# Your objective
Every line below that contains the word "value" must be copied.

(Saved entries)
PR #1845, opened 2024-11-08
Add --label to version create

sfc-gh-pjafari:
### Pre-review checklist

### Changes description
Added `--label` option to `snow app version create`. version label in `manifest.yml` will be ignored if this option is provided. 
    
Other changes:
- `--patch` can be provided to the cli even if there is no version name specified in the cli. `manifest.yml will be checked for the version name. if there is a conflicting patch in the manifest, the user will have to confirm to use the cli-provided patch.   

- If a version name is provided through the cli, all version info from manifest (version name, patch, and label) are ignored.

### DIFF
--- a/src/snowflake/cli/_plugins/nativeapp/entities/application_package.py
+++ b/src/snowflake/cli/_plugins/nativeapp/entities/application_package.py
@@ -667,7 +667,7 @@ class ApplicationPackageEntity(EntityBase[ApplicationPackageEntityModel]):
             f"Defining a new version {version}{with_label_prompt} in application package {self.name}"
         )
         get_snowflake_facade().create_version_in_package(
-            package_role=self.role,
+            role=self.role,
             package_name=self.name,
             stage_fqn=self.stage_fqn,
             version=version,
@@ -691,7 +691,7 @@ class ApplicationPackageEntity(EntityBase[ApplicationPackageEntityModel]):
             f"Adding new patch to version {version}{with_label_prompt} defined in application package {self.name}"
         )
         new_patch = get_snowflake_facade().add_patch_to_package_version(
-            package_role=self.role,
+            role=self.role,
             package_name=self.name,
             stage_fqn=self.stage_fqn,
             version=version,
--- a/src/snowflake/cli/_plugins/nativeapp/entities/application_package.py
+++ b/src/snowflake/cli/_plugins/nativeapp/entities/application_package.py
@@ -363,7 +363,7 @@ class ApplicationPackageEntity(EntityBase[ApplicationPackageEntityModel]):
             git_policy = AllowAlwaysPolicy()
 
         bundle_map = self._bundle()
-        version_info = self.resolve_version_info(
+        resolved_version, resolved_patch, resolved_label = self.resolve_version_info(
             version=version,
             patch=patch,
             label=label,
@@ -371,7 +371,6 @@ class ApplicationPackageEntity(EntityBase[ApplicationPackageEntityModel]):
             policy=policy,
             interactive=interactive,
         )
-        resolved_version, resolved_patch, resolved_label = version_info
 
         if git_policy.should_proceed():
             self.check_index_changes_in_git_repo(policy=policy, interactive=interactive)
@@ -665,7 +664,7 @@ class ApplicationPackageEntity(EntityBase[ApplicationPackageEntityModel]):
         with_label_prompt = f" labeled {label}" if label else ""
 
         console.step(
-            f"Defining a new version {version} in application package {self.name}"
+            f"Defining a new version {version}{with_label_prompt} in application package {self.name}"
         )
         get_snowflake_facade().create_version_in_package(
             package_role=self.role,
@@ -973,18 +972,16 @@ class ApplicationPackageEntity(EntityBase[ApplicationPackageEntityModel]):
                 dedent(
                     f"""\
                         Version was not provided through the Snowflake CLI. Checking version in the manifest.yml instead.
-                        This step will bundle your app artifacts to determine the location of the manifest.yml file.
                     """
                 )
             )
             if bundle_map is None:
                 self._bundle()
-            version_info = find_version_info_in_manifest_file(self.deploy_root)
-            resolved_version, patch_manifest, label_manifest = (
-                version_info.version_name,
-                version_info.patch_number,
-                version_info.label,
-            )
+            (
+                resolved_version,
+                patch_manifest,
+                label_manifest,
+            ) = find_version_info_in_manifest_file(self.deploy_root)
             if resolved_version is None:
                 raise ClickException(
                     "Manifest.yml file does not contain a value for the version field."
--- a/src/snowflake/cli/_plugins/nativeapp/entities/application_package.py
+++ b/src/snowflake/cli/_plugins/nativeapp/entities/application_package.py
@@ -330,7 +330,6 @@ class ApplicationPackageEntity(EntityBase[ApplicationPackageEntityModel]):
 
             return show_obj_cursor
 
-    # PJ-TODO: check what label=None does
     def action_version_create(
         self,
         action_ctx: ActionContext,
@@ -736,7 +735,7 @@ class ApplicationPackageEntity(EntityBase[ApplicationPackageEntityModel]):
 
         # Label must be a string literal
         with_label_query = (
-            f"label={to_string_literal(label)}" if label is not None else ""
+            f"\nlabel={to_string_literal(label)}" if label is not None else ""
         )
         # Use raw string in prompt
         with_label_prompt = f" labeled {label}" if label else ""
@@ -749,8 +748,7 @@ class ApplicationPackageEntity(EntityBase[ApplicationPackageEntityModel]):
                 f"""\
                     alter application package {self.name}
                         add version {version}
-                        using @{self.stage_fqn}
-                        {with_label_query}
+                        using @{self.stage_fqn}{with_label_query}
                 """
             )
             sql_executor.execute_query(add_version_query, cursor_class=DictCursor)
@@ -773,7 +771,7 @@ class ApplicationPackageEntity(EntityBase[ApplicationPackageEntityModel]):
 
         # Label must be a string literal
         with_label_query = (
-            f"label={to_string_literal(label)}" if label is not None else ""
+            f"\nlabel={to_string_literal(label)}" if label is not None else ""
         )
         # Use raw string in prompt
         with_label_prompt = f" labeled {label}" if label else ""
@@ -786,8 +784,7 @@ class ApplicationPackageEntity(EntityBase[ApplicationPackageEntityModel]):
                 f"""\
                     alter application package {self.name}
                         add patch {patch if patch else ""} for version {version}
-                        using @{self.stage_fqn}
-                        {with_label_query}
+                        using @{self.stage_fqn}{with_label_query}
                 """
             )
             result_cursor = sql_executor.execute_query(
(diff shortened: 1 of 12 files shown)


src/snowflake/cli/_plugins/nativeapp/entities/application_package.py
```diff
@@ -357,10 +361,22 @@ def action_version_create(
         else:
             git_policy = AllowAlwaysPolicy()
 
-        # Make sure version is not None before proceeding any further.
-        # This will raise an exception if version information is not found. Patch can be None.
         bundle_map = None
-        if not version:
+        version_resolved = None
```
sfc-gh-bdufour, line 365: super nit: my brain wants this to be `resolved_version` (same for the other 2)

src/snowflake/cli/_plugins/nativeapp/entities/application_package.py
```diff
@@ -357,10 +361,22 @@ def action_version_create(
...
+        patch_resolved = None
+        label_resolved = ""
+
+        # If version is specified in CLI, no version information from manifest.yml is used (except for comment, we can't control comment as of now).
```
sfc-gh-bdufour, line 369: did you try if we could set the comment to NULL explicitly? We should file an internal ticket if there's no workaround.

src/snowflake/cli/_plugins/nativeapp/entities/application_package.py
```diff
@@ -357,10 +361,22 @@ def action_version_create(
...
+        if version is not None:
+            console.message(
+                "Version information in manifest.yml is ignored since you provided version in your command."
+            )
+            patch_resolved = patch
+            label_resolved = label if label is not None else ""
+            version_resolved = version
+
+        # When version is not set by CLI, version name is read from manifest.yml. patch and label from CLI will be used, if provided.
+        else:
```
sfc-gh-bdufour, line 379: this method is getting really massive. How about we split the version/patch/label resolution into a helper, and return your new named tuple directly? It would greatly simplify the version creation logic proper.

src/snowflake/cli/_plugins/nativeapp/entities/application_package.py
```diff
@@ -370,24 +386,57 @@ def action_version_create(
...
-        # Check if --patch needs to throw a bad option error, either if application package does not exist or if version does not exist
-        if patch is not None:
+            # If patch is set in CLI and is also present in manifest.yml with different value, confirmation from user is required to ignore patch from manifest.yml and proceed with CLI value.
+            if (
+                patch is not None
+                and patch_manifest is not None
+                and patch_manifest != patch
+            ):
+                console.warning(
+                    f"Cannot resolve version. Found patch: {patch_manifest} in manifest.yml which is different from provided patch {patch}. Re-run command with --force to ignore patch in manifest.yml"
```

# Response to this exercise
                     "Manifest.yml file does not contain a value for the version field."
+            # If patch is set in CLI and is also present in manifest.yml with different value, confirmation from user is required to ignore patch from manifest.yml and proceed with CLI value.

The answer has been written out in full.